EXERCISE REQUIREMENTS |
The response must consist of the records below, copied exactly.

AVAILABLE DATA |
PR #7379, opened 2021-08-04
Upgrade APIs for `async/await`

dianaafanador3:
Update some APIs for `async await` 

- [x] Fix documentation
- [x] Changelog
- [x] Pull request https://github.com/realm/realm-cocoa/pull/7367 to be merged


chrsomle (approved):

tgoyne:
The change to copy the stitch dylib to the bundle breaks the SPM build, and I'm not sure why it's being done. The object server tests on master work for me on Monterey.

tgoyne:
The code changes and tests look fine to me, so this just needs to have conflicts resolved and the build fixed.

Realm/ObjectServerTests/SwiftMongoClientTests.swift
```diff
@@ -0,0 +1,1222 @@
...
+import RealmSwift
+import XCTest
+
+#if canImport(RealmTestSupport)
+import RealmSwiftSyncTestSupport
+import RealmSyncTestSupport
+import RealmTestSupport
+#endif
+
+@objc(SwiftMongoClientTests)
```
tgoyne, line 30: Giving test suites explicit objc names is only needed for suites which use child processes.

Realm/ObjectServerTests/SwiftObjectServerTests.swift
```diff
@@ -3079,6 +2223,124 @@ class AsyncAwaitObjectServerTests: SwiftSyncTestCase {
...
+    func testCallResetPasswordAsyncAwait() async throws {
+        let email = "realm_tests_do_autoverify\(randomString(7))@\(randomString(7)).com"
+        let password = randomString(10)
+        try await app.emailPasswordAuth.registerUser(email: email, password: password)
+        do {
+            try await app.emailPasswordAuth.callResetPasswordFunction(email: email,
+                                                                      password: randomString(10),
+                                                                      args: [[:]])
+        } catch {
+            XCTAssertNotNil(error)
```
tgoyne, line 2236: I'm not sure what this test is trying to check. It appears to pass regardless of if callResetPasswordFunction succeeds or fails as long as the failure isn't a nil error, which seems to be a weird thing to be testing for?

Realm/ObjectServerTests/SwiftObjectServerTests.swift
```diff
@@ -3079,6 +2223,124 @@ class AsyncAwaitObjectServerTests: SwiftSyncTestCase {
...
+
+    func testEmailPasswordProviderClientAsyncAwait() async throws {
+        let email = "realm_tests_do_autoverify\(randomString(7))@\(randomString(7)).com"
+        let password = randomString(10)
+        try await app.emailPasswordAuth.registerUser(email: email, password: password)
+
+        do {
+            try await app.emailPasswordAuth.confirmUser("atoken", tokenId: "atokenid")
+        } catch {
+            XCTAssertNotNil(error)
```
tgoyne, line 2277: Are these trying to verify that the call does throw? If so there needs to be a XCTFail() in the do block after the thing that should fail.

EXPECTED ANSWER |
PR #7379, opened 2021-08-04
Upgrade APIs for `async/await`

dianaafanador3:
Update some APIs for `async await` 

- [x] Fix documentation
- [x] Changelog
- [x] Pull request https://github.com/realm/realm-cocoa/pull/7367 to be merged


chrsomle (approved):

tgoyne:
The change to copy the stitch dylib to the bundle breaks the SPM build, and I'm not sure why it's being done. The object server tests on master work for me on Monterey.

tgoyne:
The code changes and tests look fine to me, so this just needs to have conflicts resolved and the build fixed.

Realm/ObjectServerTests/SwiftMongoClientTests.swift
```diff
@@ -0,0 +1,1222 @@
...
+import RealmSwift
+import XCTest
+
+#if canImport(RealmTestSupport)
+import RealmSwiftSyncTestSupport
+import RealmSyncTestSupport
+import RealmTestSupport
+#endif
+
+@objc(SwiftMongoClientTests)
```
tgoyne, line 30: Giving test suites explicit objc names is only needed for suites which use child processes.

Realm/ObjectServerTests/SwiftObjectServerTests.swift
```diff
@@ -3079,6 +2223,124 @@ class AsyncAwaitObjectServerTests: SwiftSyncTestCase {
...
+    func testCallResetPasswordAsyncAwait() async throws {
+        let email = "realm_tests_do_autoverify\(randomString(7))@\(randomString(7)).com"
+        let password = randomString(10)
+        try await app.emailPasswordAuth.registerUser(email: email, password: password)
+        do {
+            try await app.emailPasswordAuth.callResetPasswordFunction(email: email,
+                                                                      password: randomString(10),
+                                                                      args: [[:]])
+        } catch {
+            XCTAssertNotNil(error)
```
tgoyne, line 2236: I'm not sure what this test is trying to check. It appears to pass regardless of if callResetPasswordFunction succeeds or fails as long as the failure isn't a nil error, which seems to be a weird thing to be testing for?

Realm/ObjectServerTests/SwiftObjectServerTests.swift
```diff
@@ -3079,6 +2223,124 @@ class AsyncAwaitObjectServerTests: SwiftSyncTestCase {
...
+
+    func testEmailPasswordProviderClientAsyncAwait() async throws {
+        let email = "realm_tests_do_autoverify\(randomString(7))@\(randomString(7)).com"
+        let password = randomString(10)
+        try await app.emailPasswordAuth.registerUser(email: email, password: password)
+
+        do {
+            try await app.emailPasswordAuth.confirmUser("atoken", tokenId: "atokenid")
+        } catch {
+            XCTAssertNotNil(error)
```
tgoyne, line 2277: Are these trying to verify that the call does throw? If so there needs to be a XCTFail() in the do block after the thing that should fail.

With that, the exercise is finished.